• [Exercise objective]
The entries below hold a line with "PR #5246, opened 2026-07-17" and a line with "This PR completely". Return those lines and all that lie between them, exactly and only.

Saved data entries
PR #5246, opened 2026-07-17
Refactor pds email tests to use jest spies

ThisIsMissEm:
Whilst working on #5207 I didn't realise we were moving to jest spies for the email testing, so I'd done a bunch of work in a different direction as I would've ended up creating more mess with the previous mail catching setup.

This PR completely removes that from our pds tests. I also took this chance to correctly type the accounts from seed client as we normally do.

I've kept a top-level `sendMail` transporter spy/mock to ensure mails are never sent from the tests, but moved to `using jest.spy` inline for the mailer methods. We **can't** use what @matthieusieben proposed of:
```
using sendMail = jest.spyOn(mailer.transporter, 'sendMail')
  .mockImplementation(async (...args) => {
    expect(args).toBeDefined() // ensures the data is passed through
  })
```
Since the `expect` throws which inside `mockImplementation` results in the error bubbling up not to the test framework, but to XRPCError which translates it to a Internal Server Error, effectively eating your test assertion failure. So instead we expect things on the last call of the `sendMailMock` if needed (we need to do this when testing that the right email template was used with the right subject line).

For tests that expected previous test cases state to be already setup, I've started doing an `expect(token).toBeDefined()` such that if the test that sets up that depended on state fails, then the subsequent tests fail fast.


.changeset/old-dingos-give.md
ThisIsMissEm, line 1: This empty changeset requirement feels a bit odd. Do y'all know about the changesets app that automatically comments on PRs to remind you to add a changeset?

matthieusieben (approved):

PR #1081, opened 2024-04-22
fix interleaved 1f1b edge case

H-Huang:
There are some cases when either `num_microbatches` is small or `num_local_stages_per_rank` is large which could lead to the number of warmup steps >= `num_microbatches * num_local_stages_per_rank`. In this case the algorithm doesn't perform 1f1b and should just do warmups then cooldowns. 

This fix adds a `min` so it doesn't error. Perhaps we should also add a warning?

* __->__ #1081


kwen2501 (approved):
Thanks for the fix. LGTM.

...

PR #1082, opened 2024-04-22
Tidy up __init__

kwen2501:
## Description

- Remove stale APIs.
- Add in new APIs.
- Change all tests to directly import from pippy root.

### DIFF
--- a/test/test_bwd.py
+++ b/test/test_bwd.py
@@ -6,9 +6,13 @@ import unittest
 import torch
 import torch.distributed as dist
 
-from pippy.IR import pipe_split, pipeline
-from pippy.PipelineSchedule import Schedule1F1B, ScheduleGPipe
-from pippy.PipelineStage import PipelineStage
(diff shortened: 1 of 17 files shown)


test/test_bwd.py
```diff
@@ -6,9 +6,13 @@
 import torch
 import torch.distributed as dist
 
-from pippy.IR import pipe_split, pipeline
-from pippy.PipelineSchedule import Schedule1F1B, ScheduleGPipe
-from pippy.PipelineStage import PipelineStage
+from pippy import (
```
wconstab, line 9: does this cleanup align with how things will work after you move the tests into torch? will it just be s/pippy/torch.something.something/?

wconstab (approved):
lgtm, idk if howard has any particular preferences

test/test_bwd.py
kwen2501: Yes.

==

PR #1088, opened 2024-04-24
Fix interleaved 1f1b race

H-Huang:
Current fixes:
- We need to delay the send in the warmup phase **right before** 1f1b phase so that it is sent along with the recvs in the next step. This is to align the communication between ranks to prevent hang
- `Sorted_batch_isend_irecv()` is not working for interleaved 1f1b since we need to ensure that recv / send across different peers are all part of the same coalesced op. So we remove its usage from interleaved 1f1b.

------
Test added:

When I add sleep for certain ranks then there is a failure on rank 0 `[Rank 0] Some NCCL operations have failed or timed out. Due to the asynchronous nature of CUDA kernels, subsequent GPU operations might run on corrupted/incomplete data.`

• [Task result]
PR #5246, opened 2026-07-17
Refactor pds email tests to use jest spies

ThisIsMissEm:
Whilst working on #5207 I didn't realise we were moving to jest spies for the email testing, so I'd done a bunch of work in a different direction as I would've ended up creating more mess with the previous mail catching setup.

This PR completely removes that from our pds tests. I also took this chance to correctly type the accounts from seed client as we normally do.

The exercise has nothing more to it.